Azure / batch-shipyard

Simplify HPC and Batch workloads on Azure
MIT License
277 stars 121 forks source link

pool add command never completes if corrresponding job alredy exists with tasks ready to run #344

Closed ghost closed 3 years ago

ghost commented 4 years ago

There are some scenarios where we need to delete and re-create a pool in the middle of job run. Ideally, we would like to do this without touching (issuing manual or API commands against) the job and its tasks. So we just delete a pool and add it again. This scenario works ok if we do it manually. However, the pool add command waits for all nodes to be in one of the following states: {idle, preempted, start_task_failed, unusable}. Since the job already exists and its tasks are ready to run, all nodes quickly transition into running state.
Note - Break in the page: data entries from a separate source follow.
Issue #1438, opened 2019-10-17
Connecting to server in OE doesn't remove "saved password" from settings file


kburtram:
- MSSQL Extension Version: 1.7

Steps to Reproduce:

1. Manually create a connection profile in the user's settings.json file with `savedPassword: true` and provide a `password` directly in the JSON
2. Connect to the server in OE

Expected: The saved password will be removed from the settings file and stored in the secure key storage.  This is the behavior when a connection is made to the connection profile through the Command Palette `MS SQL: Connect` command.

Actual: The OE node is connected but the password is left in the settings file.

PR #1512, opened 2019-11-28
Settings now removes password when a connection is added manually

abist:
Fixes https://github.com/microsoft/vscode-mssql/issues/1438


src/objectExplorer/objectExplorerService.ts
```diff
@@ -244,6 +244,37 @@ export class ObjectExplorerService {
...
+    private async handleNodeCreationFailure(element: TreeNodeInfo): Promise<AccountSignInTreeNode[]> {
+        const signInNode = new AccountSignInTreeNode(element);
+        this._treeNodeToChildrenMap.set(element, [signInNode]);
+        return [signInNode];
+    }
+
+    /**
+     * Handles an incorrect password failure when creating a session
+     */
+    private async handleNodePasswordFailure(element: TreeNodeInfo): Promise<ConnectTreeNode[]> {
```
Charles-Gagnon: There doesn't appear to be any reason for this to be async

src/objectExplorer/objectExplorerService.ts
```diff
@@ -244,6 +244,37 @@ export class ObjectExplorerService {
...
+        const newProfile = Object.assign({}, profile);
+        newProfile.password = '';
+        newProfile.savePassword = false;
+        await this._connectionManager.connectionStore.saveProfile(newProfile);
+    }
+
+    /**
+     * Handles a generic create session failure
+     */
+    private async handleNodeCreationFailure(element: TreeNodeInfo): Promise<AccountSignInTreeNode[]> {
```
Charles-Gagnon: There doesn't appear to be any reason for this to be async

src/objectExplorer/objectExplorerService.ts
```diff
@@ -277,15 +308,19 @@ export class ObjectExplorerService {
                         let node = await promise;
                         // if password failed
                         if (!node) {
-                            const connectNode = new ConnectTreeNode(element);
-                            this._treeNodeToChildrenMap.set(element, [connectNode]);
-                            return [connectNode];
+                            // remove password if it's saved in the credential store
```
Charles-Gagnon: How do you know that the failure was because of a wrong password here? What happens if something else is wrong - such as a user doesn't have connect permissions, wrong username, etc?

src/controllers/vscodeWrapper.ts
```diff
@@ -339,6 +339,13 @@ export default class VscodeWrapper {
     }
 
     /**
+     * Change a configuration setting
+     */
+    public setConfiguration(extensionName: string, resource: string, value: any): Thenable<void> {
```
Charles-Gagnon: Why is this a thenable instead of just using promises?

src/controllers/mainController.ts
```diff
@@ -930,10 +930,22 @@ export default class MainController implements vscode.Disposable {
...
                     !this.connectionManager.isConnecting(uri)) {
-                    // add a disconnected node for it
+                    // if the added connection is SQL Auth and has password
+                    // save the password and remove it from settings
+                    if (conn.authenticationType === Constants.sqlAuthentication &&
+                        !Utils.isEmpty(conn.password)) {
+                        await this.connectionManager.connectionStore.saveProfile(newConnectionProfile);
+                        const newConnectionProfileCopy = Object.assign({}, newConnectionProfile);
+                        newConnectionProfileCopy.password = '';
+                        this._vscodeWrapper.setConfiguration(Constants.extensionConfigSectionName,
```
Charles-Gagnon: Isn't this going to overwrite the entire array of connections with just the single one?

src/objectExplorer/objectExplorerService.ts
```diff
@@ -277,15 +308,19 @@ export class ObjectExplorerService {
...
+                            let profile = element.connectionCredentials as IConnectionProfile;
+                            let password = await this._connectionManager.connectionStore.lookupPassword(profile);
+                            if (password) {
+                                await this.removeProfilePassword(profile);
+                                return this.handleNodeCreationFailure(element);
+                            } else {
+                                return this.handleNodePasswordFailure(element);
```
Charles-Gagnon: These function names seem backwards to me - if we had a saved password we're calling handleNodeCreationFailure? But if we don't we call handleNodePasswordFailure? Is that intended?

src/controllers/vscodeWrapper.ts
abist: That comes from the vscode api

src/objectExplorer/objectExplorerService.ts
abist: Changed the comment

Charles-Gagnon: Ok, but why are you removing the password in all cases? What if the connection fails because of a network failure for example? I wouldn't expect (or want) the stored password to be removed in that case.

abist: Because if a connection wasn't made, there's no need to save password. We should only save password if a connection was made atleast once (a profile was made).

Charles-Gagnon: What about an existing connection that I'm reconnecting? So I successfully make and save a connection and then later on disconnect and try to reconnect but some general network error occurs. Won't it strip the saved password at that point so if I try to connect again it'll prompt me for the password even though the error had nothing to do with a wrong password?

Charles-Gagnon: Ok, so looking through it more closely it'll remove it from the profile as long as it was created and stored in the credential store. That seems fine then. Although I'm curious why you need to check if it's saved in the credential store - would you ever expect there to be a password in the profile that isn't then stored in the credential store? 

A scenario where that might be the case is if someone put a password field for an integrated auth profile. Not sure what would happen but I would expect we wouldn't necessarily store anything in the credential store. But in that case wouldn't it still be correct to strip out the password from the profile anyways? I'm not sure myself - it's a weird edge case. But it's something to consider since in general I think we should just avoid ever having passwords stored in that file (even if users enter it in themselves)

src/objectExplorer/objectExplorerService.ts
```diff
@@ -275,17 +306,21 @@ export class ObjectExplorerService {
...
-                            this._treeNodeToChildrenMap.set(element, [connectNode]);
-                            return [connectNode];
+                            // remove password if it's saved in the credential store
+                            let profile = element.connectionCredentials as IConnectionProfile;
+                            let password = await this._connectionManager.connectionStore.lookupPassword(profile);
+                            if (password) {
+                                await this.removeProfilePassword(profile);
+                                return this.handleNodeCreationFailure(element);
+                            } else {
+                                return this.handleNodeConnectionFailure(element);
```
Charles-Gagnon: I don't understand why you have these two node types based on whether a password was stored in the credential store. Isn't that something separate from whether a connection was successfully made? As mentioned in the other thread what about password-less connections such as integrated auth/AAD?

src/controllers/mainController.ts
abist: No, it actually updates the existing configuration instead of replacing it

Charles-Gagnon: What do you mean "updates"? Isn't the configuration in this case an array of profiles? How does it know which one to "update"?

src/objectExplorer/objectExplorerService.ts
abist: Yes, it was fixing this case - https://github.com/microsoft/vscode-mssql/issues/1438

You manually add a connection in the settings file with save password and it makes a connection. In that case, we need to remove the password from the `json`. This part is the error handling for that feature.

src/objectExplorer/objectExplorerService.ts
abist: Because we have 2 kinds of UX - one where only a password prompt is shown (was a login error) and one where the whole connection was unable to be made (server not found etc), in which case we go through the whole UX of recreating a profile with the same profile name.

src/controllers/mainController.ts
abist: https://github.com/microsoft/vscode-mssql/pull/1512/files#diff-59d53de3ec5d967a3079fee08a1391d7R345

abist: https://code.visualstudio.com/api/references/vscode-api#WorkspaceConfiguration

Charles-Gagnon: Yes. So first you get the configuration under the `mssql` section with the id `connections`. This should be an array of profiles
image

 And then you update the value of that `connections` config and set it to a single profile - the new one you cloned here. Am I missing something?

It should be simple to test. Have multiple profiles saved, then add the password field to one of them such that it runs through this logic. What does the config look like afterwards? 

If you say you've tested this and it works as expected I'll take your word for it - but my understanding of what is happening here doesn't line up with what you're saying.

abist: Yes, I tested with multiple connections already. From what I know and have seen, the update method updates the section with the new object. If you want to get rid of any object, you need to explicitly update with `undefined` - 

```
Note 2: To remove a configuration value use undefined, like so: config.update('somekey', undefined)
```

Charles-Gagnon: Especially since you're doing this kind of logic already but there you're calling update with an array of profiles instead.

https://github.com/Microsoft/vscode-mssql/blob/2e745d3d24344216b453c9f8db334775a9bae2a4/src/connectionconfig/connectionconfig.ts#L153
```
private writeProfilesToSettings(profiles: IConnectionProfile[]): Promise<void> {
        // Save the file
        const self = this;
        return new Promise<void>((resolve, reject) => {
            self._vscodeWrapper.getConfiguration(Constants.extensionName).update(Constants.connectionsArrayName, profiles, true).then(() => {
                resolve();
            }, err => {
                reject(err);
            });
        });
    }
```

abist: I'll update the function just to be safe, though I tested with multiple profiles

src/objectExplorer/objectExplorerService.ts
Charles-Gagnon: Ok - so it really isn't about the type of error that occurred is what I'm understanding. It's just that one flow is ONLY for re-entering a password to try again and the other is recreating the whole connection so is what you use for password-less connections.

The names here are really confusing and don't indicate that at all. "Node Creation Failure" and "Node Connection Failure" isn't really what's happening here at all - in both cases you failed to connect for some reason (which may or may not be related to a wrong password). I'd just call them "CreateSignInChildNode" and "CreateConnectChildNode"  or something to make it super clear what's happening and then explain in comments why you're doing the different ones here based on the password.

src/objectExplorer/objectExplorerService.ts
```diff
@@ -244,6 +244,37 @@ export class ObjectExplorerService {
...
+    /**
+     * Removes password from a saved profile
+     */
+    private async removeProfilePassword(connection: IConnectionCredentials): Promise<void> {
+        // if the password is saved in the credential store, remove it
+        let profile = connection as IConnectionProfile;
+        await this._connectionManager.connectionStore.removeProfile(profile);
+        const newProfile = Object.assign({}, profile);
+        newProfile.password = '';
+        newProfile.savePassword = false;
```
Charles-Gagnon: So let's say I have save password set to true and then connect, but it fails due to some other issue (network issues or whatnot). Isn't this going to wipe out the password and then also make it not save the password that I enter in again? Why are you changing savePassword anyways?

src/objectExplorer/objectExplorerService.ts
```diff
@@ -244,6 +244,37 @@ export class ObjectExplorerService {
         return [new AddConnectionTreeNode()];
     }
 
+    /**
+     * Removes password from a saved profile
+     */
+    private async removeProfilePassword(connection: IConnectionCredentials): Promise<void> {
```
Charles-Gagnon: This seems like it should be something done in the connectionStore class since that should really be handling all the connection-specific logic.

src/objectExplorer/objectExplorerService.ts
abist: Ok, so when you make a new Object Explorer session, you sent an OE request, which responds with a boolean on whether that create OE call was successful or not. That's the `NodeCreationFailure` part (if `createSession` has an `undefined` response). However, this is not all. We then receive another notification for the result node for the OE. This can fail too (wrong login, firewall etc). That's the `NodeConnectionFailure` case. In this case, `createSession` does have a response, but it fails in the notification handler. 

I have a comment here - https://github.com/microsoft/vscode-mssql/pull/1512/files#diff-9401975d07f4df26ce1df2d776b8c746R309

Charles-Gagnon: How does this then get translated into the password existing in the store or not though? 

The call to createSession coming back with an undefined sessionId makes sense for what you're saying but I'm saying specifically here where you successfully made a session but the node itself wasn't created for some reason (as you said a connection error of some sort). 

Are you just reusing logic here or are these two situations (having a password stored vs not) actually somehow tied to whether a creation/connection failure occurred?

src/objectExplorer/objectExplorerService.ts
abist: It's because we prompt for password only if `savePassword` is true when creating a session - https://github.com/microsoft/vscode-mssql/pull/1512/files#diff-9401975d07f4df26ce1df2d776b8c746R371

So, when you have a disconnected node with an incorrect password, clicking on it to expand would prompt you for password again.

src/objectExplorer/objectExplorerService.ts
abist: The `handleNodeCreationFailure` case will give you a node under the connection, which when clicked will let you through the whole "Connection Retry" experience, which requires you to fill out the server, db etc all over again (since the connection was never made)

The `handleNodeConnectionFailure` case will give you a node under the connection, which when clicked will let you enter the password again (the only case I've noticed when we get an OE success response but OE notification failure). In all other cases, it failed in the initial create OE response itself. For the first create OE session call, it just looks at whether the connection details that are sent are null or not, and responds with a uri - https://github.com/microsoft/sqltoolsservice/blob/master/src/Microsoft.SqlTools.ServiceLayer/ObjectExplorer/ObjectExplorerService.cs#L182

src/controllers/vscodeWrapper.ts
Charles-Gagnon: It'd be good to update https://github.com/microsoft/vscode-mssql/blob/2e745d3d24344216b453c9f8db334775a9bae2a4/src/connectionconfig/connectionconfig.ts#L153 to use this as well

src/connectionconfig/connectionconfig.ts
```diff
@@ -150,7 +150,7 @@ export class ConnectionConfig implements IConnectionConfig {
         // Save the file
         const self = this;
         return new Promise<void>((resolve, reject) => {
-            self._vscodeWrapper.getConfiguration(Constants.extensionName).update(Constants.connectionsArrayName, profiles, true).then(() => {
+            self._vscodeWrapper.getConfiguration(Constants.extensionName).update(Constants.connectionsArrayName, profiles, vscode.ConfigurationTarget.Global).then(() => {
```
Charles-Gagnon: I meant update this to call _vscodeWrapper.setConfiguration directly

src/objectExplorer/objectExplorerService.ts
```diff
@@ -244,6 +244,26 @@ export class ObjectExplorerService {
         return [new AddConnectionTreeNode()];
     }
 
+    /**
+     * Handles a generic OE create session failure by creating a
```
Charles-Gagnon: Update these function descriptions

src/connectionconfig/connectionconfig.ts
abist: I did that and the tests started to fail for some reason so I reverted it

src/objectExplorer/objectExplorerService.ts
abist: it's already updated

This means that pool add command will wait for ever.

alfpark commented 4 years ago

Can you please explain your scenario of needing to delete and re-create the pool in the middle of a job run?

ghost commented 4 years ago

We have long running jobs with thousands of tasks. Sometimes in the middle of job run, we get automated security/compliance related emails that OS/software on nodes need to be updated with latest security fixes. We want to preserve job progress, so it is the easiest to just delete pool and re-create it.
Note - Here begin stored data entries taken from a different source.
PR #1514, opened 2019-12-02
Use correct database for new query when called from OE

abist:
Fixes https://github.com/microsoft/vscode-mssql/issues/1435

Database connections are now different from server connections (https://github.com/microsoft/vscode-mssql/commit/16045d2be75e5f773a0cc928cf0f361204a0be40), so we won't have the issue of getting a new node for a database connection when starting a new query

### DIFF
--- a/src/controllers/mainController.ts
+++ b/src/controllers/mainController.ts
@@ -166,6 +166,7 @@ export default class MainController implements vscode.Disposable {
                     } else if (databaseName === LocalizedConstants.defaultDatabaseLabel) {
                         connectionCredentials.database = '';
                     }
+                    treeNodeInfo.connectionCredentials = connectionCredentials;
                     await self.onNewQuery(treeNodeInfo);
                 }));
 


src/controllers/mainController.ts
```diff
@@ -166,6 +166,7 @@ export default class MainController implements vscode.Disposable {
                     } else if (databaseName === LocalizedConstants.defaultDatabaseLabel) {
                         connectionCredentials.database = '';
                     }
+                    treeNodeInfo.connectionCredentials = connectionCredentials;
```
Charles-Gagnon: I had this comment in another PR which I don't recall the resolution of, but why are you setting the connection credentials at this point? Wouldn't it be better to set it on whatever creates the TreeNodeInfo and have that set the database correctly there?

The issue I see here is that assuming at some point we add another context menu item to database nodes then we'll have to duplicate the logic being done here so that it also gets the correct connection credentials, which isn't great.

Charles-Gagnon: Yeah - that was in the previous you had for this https://github.com/microsoft/vscode-mssql/pull/1464 which was doing the same thing

abist: Yeah, but since then I have merged the database connections being different from server connections. It caused an issue earlier as it would create a new node when a new connection with a database was made. That's not the case any more.

Charles-Gagnon: That's fine - but again why is this logic being done here instead of when the TreeNode is created? If you hit refresh multiple times with this change made do the second and later calls then get a TreeNodeInfo with the database already set? (or does it create a new TreeNodeInfo every time?)

abist: So every node should have a database in their connection credentials, except server level connections with default connections. However, the way the registered commands work, we need to send in an arg, `currentNode` in this case (based on which node was right clicked). Most of the times if a node does have a database, it will run fine. This case is only when we right click a database node under a default server node and switch from a node with a specific database to a `default` server node. And thus, it just makes it easier for future commands as well.

Charles-Gagnon: That's reasonable - but again why is this being done in the refresh action handler? What happens when a new action is added and a user right clicks on that one first? If you didn't duplicate the logic there then it wouldn't have the correct info, right? That's why I'm saying this should be done in a more general location (such as when the TreeNodeInfo is created)

abist: It's being done in the `New Query` handler not refresh. But you're right, for any new context action, this will have to be done. One way to avoid this is to set the database names of every node when they are retrieved initially. 

I think I'll go with that solution in another PR because I don't want to make a lot of changes in the connections area right before release since I want to get testing done.

Charles-Gagnon: Hm, alright. I don't think it'd be that big of a change to do it there instead but I'll defer to you on that. Let's just hope there aren't other issues that stem from the info being "wrong" here. One concern I have is that if you're updating the info after refresh is called and something else is also using the info then that other thing will get different connections based on whether refresh was called first or not which isn't great (and is likely broken anyways like this was)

alfpark commented 4 years ago

You may want to consider a different practice instead of deleting the pool underneath a running job or set of running jobs.
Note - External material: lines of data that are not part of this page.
PR #1516, opened 2019-12-02
Add more tests 

abist:


test/firewallService.test.ts
```diff
@@ -0,0 +1,83 @@
...
+        };
+        vscodeWrapper.setup(v => v.azureAccountExtension).returns(() => mockExtension);
+        firewallService = new FirewallService(client.object, vscodeWrapper.object);
+    });
+
+    test('isSignedIn Test', () => {
+        let isSignedIn = firewallService.isSignedIn;
+        assert.isNotTrue(isSignedIn, 'Firewall Service should not be signed in initially');
+        firewallService.isSignedIn = true;
+        assert.isTrue(firewallService.isSignedIn, 'Firewall Service should be signed in once set');
```
Charles-Gagnon: Not sure what the value in testing a getter/setter like this would be unless it's doing something more complicated in the function. I assume there's something else that sets the isSignedIn property once it detects that the user is signed in. Why aren't you testing that that sets it correctly?

test/initialization.test.ts
```diff
@@ -34,9 +34,9 @@ suite('Initialization Tests', () => {
 
     test('Connection manager is initialized properly', () => {
         // Wait for the extension to activate
-        ensureExtensionIsActive().then(() => {
+        ensureExtensionIsActive().then(async () => {
             // Verify that the connection manager was initialized properly
-            let controller: MainController = Extension.getController();
+            let controller: MainController = await Extension.getController();
             let connectionManager: ConnectionManager = controller.connectionManager;
             assert.notStrictEqual(undefined, connectionManager.client);
```
Charles-Gagnon: You need to make this test function async or use the done function to tell it that it's done. Right now it'll always pass because it'll finish immediately after calling ensureExtensionIsActive

test/languageService.test.ts
```diff
@@ -0,0 +1,68 @@
...
+            };
+            let testLogger: ILogger = {
+                logDebug: undefined,
+                increaseIndent: undefined,
+                decreaseIndent: undefined,
+                append: undefined,
+                appendLine: undefined
+
+            };
+            decompressProvider.decompress(testPackage, testLogger).catch((err) => {
```
Charles-Gagnon: Same here - this needs to be an async test function or use done

test/mainController.test.ts
```diff
@@ -99,9 +54,32 @@ suite('MainController Tests', async () => {
         // Resetting call back variables
         docUriCallback = '';
         newDocUriCallback = '';
-    });
 
-    mainController = await setupMaincontroller();
+
+        // Using the mainController that was instantiated with the extension
+        mainController = await Extension.getController();
```
Charles-Gagnon: Why are you refactoring this anyways? Was there an issue with how it was done before?

test/firewallService.test.ts
abist: I wanetd 100% code coverage for files so I need the getters and setters.

test/mainController.test.ts
abist: Yeah, the mainController tests fail otherwise

test/firewallService.test.ts
Charles-Gagnon: Code coverage should include code called further down the stack. So if you make other tests that change these that should get you that coverage as well - you don't have to test every method directly. 

Adding tests for code coverage is fine - but there's so much more useful tests you could be doing here. As an example I see promptForAccountSignIn sets this value to true if the account is signed in. That seems like a more valuable thing to test - that after calling promptForAccountSignIn when vscode reports that the account is signed in that the service is also updated correctly. Since that's a condition which could easily change and is probably important for your app to function. (and also conveniently tests that setting isSignedIn to true will result in that reporting as true correctly). 

Anyways I'm not going to go through and critique every single test - but adding tests just for the sake of pushing a number higher isn't really what we should be aiming for. Every test should have a purpose and the goal here should be to make every test cover a useful piece of functionality that you want to verify works as expected.

test/mainController.test.ts
Charles-Gagnon: And why did they fail? I assume they weren't failing before you made these changes...

abist: They were that's why I changed them. There's no other reason to change the tests otherwise.

test/firewallService.test.ts
abist: As you know these tests are unit tests. Some things like signing in is not possible without integration tests. To get full coverage, I had to use the getters/setters. It would be great to do everything in an ideal way, but when that's not possible, you need to resort to this. The goal of this PR is to get code coverage up to 70%. Adding integration tests is not in the scope of this PR and so you'll see getters and setters all around the code which need connections etc. for code coverage like any other unit test has.

Charles-Gagnon: That's what mocks are for 😄

test/mainController.test.ts
```diff
@@ -154,6 +114,23 @@ suite('MainController Tests', async () => {
         }
     });
 
+    // Renamed file event test
+    test('onDidCloseTextDocument should call renamedDoc function when rename occurs' , done => {
```
Charles-Gagnon: done is unnecessary here since this is a sync method. Just remove the try/catch and if an error is thrown it'll fail the test.

test/languageService.test.ts
```diff
@@ -0,0 +1,70 @@
...
+            let testLogger: ILogger = {
+                logDebug: undefined,
+                increaseIndent: undefined,
+                decreaseIndent: undefined,
+                append: undefined,
+                appendLine: undefined
+
+            };
+            try {
+                await decompressProvider.decompress(testPackage, testLogger);
```
Charles-Gagnon: You need to fail the test after the away - otherwise even if an error isn't throw the test will pass

test/initialization.test.ts
```diff
@@ -32,13 +32,14 @@ suite('Initialization Tests', () => {
         Telemetry.disable();
     });
 
-    test('Connection manager is initialized properly', () => {
+    test('Connection manager is initialized properly', (done) => {
         // Wait for the extension to activate
-        ensureExtensionIsActive().then(() => {
+        ensureExtensionIsActive().then(async () => {
```
Charles-Gagnon: If you're changing this to async anyways you might as well make the whole test function async and then can remove the done callback (same with the other similar tests)

test/firewallService.test.ts
```diff
@@ -0,0 +1,83 @@
...
+        firewallService.isSignedIn = true;
+        let mockToken = {
+            expiresOn: new Date(),
+            resource: undefined,
+            tokenType: 'test',
+            accessToken: 'test_token'
+        }
+        firewallService.token = mockToken;
+        let result = await firewallService.createFirewallRule(server, startIpAddress, endIpAddress);
+        assert.isNotNull(result, 'Create Firewall Rule request is sent successfully');
```
Charles-Gagnon: I'd update the message to `Create Firewall Rule request wasn't sent successfully` - the message should be describing what the issue was since that's what's printed when it fails (same with the firewall test above)

test/mainController.test.ts
abist: The way the tests have been written, the done is required.

Charles-Gagnon: Why? I don't see how this wouldn't accomplish the same thing since you're never awaiting anything and don't have any callbacks.

```
// A renamed doc constitutes an openDoc event directly followed by a closeDoc event
mainController.onDidOpenTextDocument(newDocument);
mainController.onDidCloseTextDocument(document);

// Verify renameDoc function was called
connectionManager.verify(x => x.transferFileConnection(TypeMoq.It.isAny(), TypeMoq.It.isAny()), TypeMoq.Times.once());
assert.equal(docUriCallback, document.uri.toString());
assert.equal(newDocUriCallback, newDocument.uri.toString());
```

abist: I don't want to change old tests, but when I tried removing the `done`, the tests timed out. The mocha interface is also very flaky (especially the TDD interface we use, and there are tons of bugs on the repo), so I don't want to change them. If you can figure out how to not time out the tests while using the `done`, feel free to make the change.

Charles-Gagnon: Well, there's no reason to have it be async so I'd just remove that and what I had above should be fine. But up to you if you don't want to try and fix it.

abist:
@Charles-Gagnon I'm going to add more tests, this is the first iteration.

Shipyard has the ability to live migrate jobs/job schedules to another pool. Suggest investigating the following workflow:

  1. Spin up new pool.
  2. Execute shipyard jobs migrate ... (see the usage docs for more info, specify either --requeue or --terminate)
  3. Delete old pool once tasks have vacated off the pool (after the job has been migrated successfully).

You can augment the flow by setting autoscaling policies on the old pool to automatically scale down to zero and query if the pool has no active nodes in it to follow with a delete. Otherwise you can use Shipyard to query the old pool for any running nodes and delete.